Building Trust into the Cannabis Industry

Ben AmiraultCryptocurrency, Uncategorized 1 Comment

Recent events surrounding a cannabis genomics company in Oregon have sparked outrage amongst the cannabis community. This particular organization offered sequencing services claiming it would serve as a mechanism for demonstrating prior art to combat future patents.

Instead, those services were used to stock a breeding program that would directly compete with the very same cultivators who purchased their services. This has broken the trust of many cultivators and breeders who are now wary of the intentions of genomics companies that handle the DNA of their IP. And understandably so.  

While we were disappointed by this behavior, we weren’t surprised, having seen similar scenarios play out in the human diagnostics space. We voiced our concerns to the industry more than two years ago after pointing out that the sequencing data the company had promised to make public had not, in fact, been made public, and what data that was published was so severely compromised it was useless.

We also sent a letter to the Open Cannabis Project (OCP) Board of Directors voicing our concerns over this lack of transparency and the Project’s former director, Beth Schlecter, was the first person to reach out and take the concerns seriously. Unfortunately, this was not enough to alter the trajectory of what would eventually transpire.
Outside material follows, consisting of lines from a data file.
PR #1312, opened 2022-04-11
🚦 Add countdown/delay on button for transaction signing

henryboldi:
This PR adds a delay to enabling the sign button when opening a sign
transaction screen. Additionally, it aims to enable/disable the sign
transaction button depending on if the window is blurred or focused, or if the
transaction details change. The idea is to make sure the user has a chance to
review the transaction and confirm there's no shenanigans before pulling the
trigger. As for implementation, this is achieved with hooks
in`SignTransactionContainer.tsx`. Granted, this enable/disable logic isn't
neatly tucked away as a single new hook of its own. That said, the
implementation feels somewhat convoluted to me. Input is welcome!

### DIFF
--- a/ui/components/SignTransaction/SignTransactionContainer.tsx
+++ b/ui/components/SignTransaction/SignTransactionContainer.tsx
@@ -72,23 +72,27 @@ export default function SignTransactionContainer({
     }
   }, [])
 
-  const onBlurFocusChange = useCallback(
-    (isFocus: boolean) => {
-      clearDelaySignButtonTimeout()
-      firstOpen.current = false
+  function onBlurFocusChange(isFocus: boolean) {
+    clearDelaySignButtonTimeout()
+    firstOpen.current = false
 
-      if (isFocus) {
-        delaySignButtonTimeout.current = window.setTimeout(() => {
-          setIsOnDelayToSign(false)
-          // Random delay between 0.5 and 2 seconds
-        }, Math.floor(Math.random() * (5 - 1) + 1) * 500)
-      } else {
-        setIsOnDelayToSign(true)
-        clearDelaySignButtonTimeout()
-      }
-    },
-    [clearDelaySignButtonTimeout]
-  )
+    if (isFocus) {
+      delaySignButtonTimeout.current = window.setTimeout(() => {
+        setIsOnDelayToSign(false)
+        // Random delay between 0.5 and 2 seconds
+      }, Math.floor(Math.random() * (5 - 1) + 1) * 500)
+    } else {
+      setIsOnDelayToSign(true)
+    }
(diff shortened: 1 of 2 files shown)


ui/components/SignTransaction/SignTransactionContainer.tsx
```diff
@@ -50,6 +58,57 @@ export default function SignTransactionContainer({
...
+      firstOpen.current = false
+
+      if (isFocus) {
+        delaySignButtonTimeout.current = window.setTimeout(() => {
+          setIsOnDelayToSign(false)
+          // Random delay between 0.5 and 2 seconds
+        }, Math.floor(Math.random() * (5 - 1) + 1) * 500)
+      } else {
+        setIsOnDelayToSign(true)
+        clearDelaySignButtonTimeout()
```
cairomassimo, line 87: One of the two calls to `clearDelaySignButtonTimeout` seems redundant.
Also, having only one invocation, we could inline the definition of `clearDelaySignButtonTimeout` and avoid `useCallback`.

ui/components/SignTransaction/SignTransactionContainer.tsx
```diff
@@ -50,6 +58,57 @@ export default function SignTransactionContainer({
...
+      // On first open of window mark as focused
+      onBlurFocusChange(true)
+    }
+
+    window.addEventListener("focus", () => onBlurFocusChange(true))
+    window.addEventListener("blur", () => onBlurFocusChange(false))
+
+    return () => {
+      window.removeEventListener("focus", () => onBlurFocusChange(true))
+      window.removeEventListener("blur", () => onBlurFocusChange(false))
```
cairomassimo, line 108: These are no-op's because `(() => onBlurFocusChange(true)) !== (() => onBlurFocusChange(true))`

cairomassimo (commented):
Tested, it works. Added a few comments on the code (some important, some minor)

Also, it should be possible to implement this by avoiding `useRef`s. Something like:

```typescript

const [blocked, setBlocked] = useState(true)
const [focusChangeNonce, setFocusChangeNonce] = useState(0)

useEffect(() => {
    const update = () => { setFocusChangeNonce(x => x+1) }
    window.addEventListener("focus", update)
    window.addEventListener("blur", update)

    return () => {
      window.removeEventListener("focus", update)
      window.removeEventListener("blur", update)
    }
}, [])

useEffect(() => {
  setBlocked(true);
  const timeout = setTimeout(() => { setBlocked(false) }, 1000)
  return () => {
    clearTimeout(timeout);
  }
}, [reviewPanel, focusChangeNonce])

```

cairomassimo (approved):

PR #1321, opened 2022-04-13
🚦 Wallet Router: Implement a wallet router and define a friendly api to wallet providers 

greg-nagy:
# What? 

Implement a wallet provider registry and some rules around switching between them, while being transparent through the `window.ethereum`

# Why?

Because wallet providers are overwriting each other based on confusing environmental conditions, and this is not how this should be handled.

# How? 

See the comments on the commits

# Test

- Install Tally from the dev build and metamask from the chrome store
- go to https://app.uniswap.org/ 
- click connect wallet and see `Injected`
- turn off the default wallet in tally > connect wallet > see `MetaMask`
- turn on the default wallet in tally > connect wallet > see `Injected`


cairomassimo:
+1 for the overall idea. However I think the design of the wallet router is too complex, and IMHO it's better to propose a good design from the very beginning to avoid losing a chance. (If it takes too long to design, the we can just do the override, without playing nice at first, and take our time to make a good proposal later on.)

- dApps should be able to choose among a collection of providers, so that
    - they can present a choice to the user,
    - the user could save a default provider per-dApp
- For this reason, I think that `window.ethereum` should be thought as legacy.
- Instead of `window.ethereum` as the main entry point, we should propose a new entry point, say, `window.ethereumProviders` which is simply an array of providers (e.g. `window.ethereumProviders = [window.tally, window.metamask]`). dApps should first look at `window.ethereumProviders` and if they don't find it only then use `window.ethereum`.
- We want the different provider to have to agree on as little as possible (because they all have to implement it):
  - on startup, they should add themselves to `window.ethereumProviders`,
  - if `!window.ethereumProviders.has(window.ethereum)`, then they should also add `window.ethereum` to `window.ethereumProviders` for backward compatibility,
  - they can set `window.ethereum` to whatever they want, we don't care (libraries should prefer `window.ethereumProviders` and ignore `window.ethereum` anyway), as long as `window.ethereumProviders.has(window.ethereum) === true` afterwards.
- The order of providers in `window.ethereumProviders` shouldn't be relevant, libraries could randomize it if they want.
- if possible, we can replace `window.ethereumProviders` with a custom implementation of `Array` which disallows deletion, and maybe even randomizes the order, but it has to be compatible with native array so that the implementation by other providers is as easy as possible
- I don't think we should propose a federated mechanism to choose a "default provider" that works for all the dApps. It risks being just another land of conquest, and an incentive for providers not to play nice. (dApps can always implement it themselves.)
- The providers should have a name, icon etc. to be recognizable, but I think we talked about this elsewhere.

greg-nagy:
@cairomassimo hm ... not the review I was hoping for. But let's see. 
We probably should focus on the minimum viable solution at this point.

Originally wanted to find the ideal solution because I thought I have it, but solving the problem is the most important thing now

So the requirements
- I as a user expect tally to work with the dApps I want to use.
- I as a user want tally to be available reliably in every dApp when it's installed
- I as a user want to be able to switch on and off the default provider injection feature so I can use tally and other wallets side by side
- I as a user expect tally to show up on dApp interaction when it's installed and is set to be a default wallet

Thought process:
  - If we wait for the backend to tell us if tally is set to default we end up in the race condition where the whole issue started. The communication can be slow, and it can happen frequently that the window provider is not available on `window.ethereum` when the dApp is looking for it resulting in tally not being detected.
    - conclusion: we need to inject window provider into `window.ethereum` as soon as possible
- If we inject tally as soon as possible and by default into `window.ethereum` then other wallets can overwrite it resulting in tally not being detected.
  - conclusion: we need to implement write protection after we have injected into `window.ethereum`
- if we inject into windoww.ethereum` as soon as possible and implement a write protection, it's not possible to turn off tally as a default wallet and restore the provider that was there before we arrived
  - conclusion: We need a new layer of abstraction that can be write protected but still able to switch providers transparently in `window.ethereum`

Given these requirements — if we agree on them — tthe minimal footprint for `window.walletRouter` could be `{currentProvider: window.tally, #previousProvider: window.ethereum, switchProviders() {...} , addProvider() {...}}`

Where is the error in my assessment, and what could be simplified?

greg-nagy:
Went ahead and made a couple of updates, and mostly they are aligned with your proposal, but I kept the `window.ethereum` entry point for pragmatic reasons.

src/window-provider.ts
```diff
@@ -7,21 +7,106 @@ import TallyWindowProvider from "@tallyho/window-provider"
...
+      previousProvider: window.ethereum,
+      providers: [
+        // deduplicate the providers array: https://medium.com/@jakubsynowiec/unique-array-values-in-javascript-7c932682766c
+        ...new Set([
+          // eslint-disable-next-line no-nested-ternary
+          ...(window.ethereum
+            ? // let's use the providers that has already been registered
+              // This format is used by coinbase wallet
+              Array.isArray(window.ethereum.providers)
+              ? [...window.ethereum.providers, window.ethereum]
```
Adamj1232, line 37: Nice!

jagodarybacka (approved):
Works as expected. Code is looking good and I like the idea you suggested here ✨

PR #1325, opened 2022-04-16
feat: make password warning more explicit

### LINKED ISSUE #1255: Select Password - Make it a warning
Ticket from @mr-michael, moved here

We need to make the password warning more explicit.

Right now it's too easy to miss.

Screen Shot 2022-03-26 at 2 14 52 PM

Users can't change this (currently) and we've already had a few password scares on Discord :(

I suggest something similar to this with a 'warning' label:

Screen Shot 2022-03-26 at 2 17 09 PM

rootial:
## Summary
close #1255 
make it more explicit to increase awareness of this note.
## Test
test in local build with firefox
image

## Reviewers
@henryboldi @VladUXUI


rootial:
@VladUXUI please let me know if the note looks good to you.

VladUXUI:
hey @rootial thanks for this!
Didn't get a chance to do a design for this and i think you are close.
Adding a link to our public figma here, so you can have a look.
https://www.figma.com/file/EiXpBpNz2HcoeFJftgC5oc/Tally-Public?node-id=701%3A3141

VladUXUI:
Also for colours let's always try to use our colour library, if new colours are needed i'm more than happy to look into that.
In this case you are right, our dark-120 (that we previously used for this) doesn't have enough contrast with the hunter green colour.
You are also spot on with the colour you chose #001413. We will change our green 120 to this.

VladUXUI:
Another note would be that we have SVG now! wohooo, so it's best if we use svg instead of png.
The icons are either 24x24 or 16x16. In this case we are using 24px

VladUXUI:
Also would be good to use the font library. If we need a new font size, i'm happy to look into that

rootial:
thanks for your suggestion. do we have svg icon for this case now? i dont't find it in code base. @VladUXUI

VladUXUI:
> thanks for your suggestion. do we have svg icon for this case now? i dont't find it in code base. @VladUXUI

We do yes! here is a link to it
https://github.com/tallycash/extension/blob/main/ui/public/images/icons/m/notif-attention.svg

rootial:
image
please take a look, update styles following figma

ui/components/Keyring/KeyringSetPassword.tsx
```diff
@@ -58,8 +59,18 @@ export default function KeyringSetPassword(): ReactElement {
         <div className="wordmark" />
       </div>
       <h1 className="serif_header">First, let&apos;s secure your wallet</h1>
-      <div className="subtitle">
-        You will NOT be able to change this password for now.
+
+      <div className="warning_wrap">
```
henryboldi, line 63: What are your thoughts on adding a generalized `SharedWarningBanner` and using it here? I think this component is something we'll want to reuse  🙏

VladUXUI:
Looking good on my end😍 ! Awesome work @rootial 👏

ui/components/Keyring/KeyringSetPassword.tsx
rootial: that's a good suggestion. Just add the component in latest commit. @henryboldi

jagodarybacka (approved):
Looks good, let's merge it! Thanks @rootial🔥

As a cannabis genetics company ourselves, albeit with a different bent, we had begun building an antidote to this sort of data harvesting nearly 10 years ago. We hope the following public statements will remind the cultivation and scientific communities where we stand on the issue:

  1. We are proponents of blockchain technology and the ethos that technology helps to engender. It is a system designed to be trusted because it cannot be altered, falsified or its data stolen. We firmly believe that this technology is the remedy to the trustless platforms employed by the aforementioned company (and others sure to follow). Cryptocurrency is about replacing human trust with the immutability of mathematics. Blockchain’s distributed ledgers eliminate the problems we’ve just witnessed of third parties who violate the trust they were unworthy of in the first place.
  1. We believe our actions tell you everything you need to know about who we are and how we do business.
    1. In 2011, we sequenced Chemdawg and made it public within 60 days.
    2. In 2017, we sequenced Mitragyna Speciosa (Kratom) and made it public within weeks.
    3. In 2018, we worked with some of the most respected and innovative firms in this industry, including PacBio and DASH cryptocurrency,  to sequence Jamaican Lion and make it public within 60 days.
    4. We have consistently published our work in open source journals. These studies span a spectrum from cannabis genomics, to microbial safety testing, to human genomics of the ECS.

https://journals.plos.org/plosone/article?id=10.1371/journal.pone.0187926

https://f1000research.com/articles/4-1422/v2

https://f1000research.com/articles/5-2471/v1

https://osf.io/7d968/

  1. We built blockchains into our Kannapedia.net, the most authoritative and complete cannabis strain database so far produced, so even if we disappear or are bought, our customers will still have the timestamp of their strain on an immutable ledger that can never be altered, not even by us.
  2. We built youPCR, a point-of-grow, genetics testing platform for cannabis breeders, to enable cultivators to screen for genetic markers on site at their own grow.

All this being said, what can we learn from this incident and how does the cannabis industry move forward with confidence? Our solutions are threefold:

1.  Empower cultivators and breeders by providing them with tools like youPCR to perform their own genetic testing. This puts the customer firmly in the driver seat and the data is within their hands.

2.  Utilize decentralized blockchain technologies to ensure that all DNA sequences are encrypted and simultaneously remain public and tamper proof indefinitely. This comes in the form of modified variant call files (VCF) which house customer information along with valuable information about the SNPs that are present. These VCFs are encrypted using a deterministic hash that is unique to that sequence which is then uploaded to the DASH blockchain.

3. Do your homework. Research your options and recognize that what you’re creating is valuable. Work with people who treat your IP as something special that needs to be protected. Understand that legalization will change this industry in ways no one can really predict and that it’s not going to revert back to the way things were, ever. This nascent industry that was once underground is now at the epicenter of profound social, cultural and economic changes. Learn to embrace them in order to be able to participate in the wealth and good fortune this plant is going to bring about.

The moral of the story here is that there are bad actors in every endeavor who can taint the public’s perception of an entire industry. But that’s not the whole story. We firmly believe in the power of genomics and blockchain to change this industry for the better and along the way, to ensure the people whose lives are entwined with this industry, once again, have something to believe in.  


Comments 1

  1. Well-said, Medicinal Genomics.

    Thank you for for speaking up to help to repair the image of the cannabis genomics industry and to point out that bad actors are the exception to the rule. The Oregon affair should be viewed as an instructive case for many industries in demonstrating the crucial importance of respecting clients and their interests.

    Your company has a track record of strong and exemplary contributions to cannabis science, and has showcased a forward-looking use of blockchain technology in the interests of data integrity and security. Well done for giving the community a reason to trust and believe.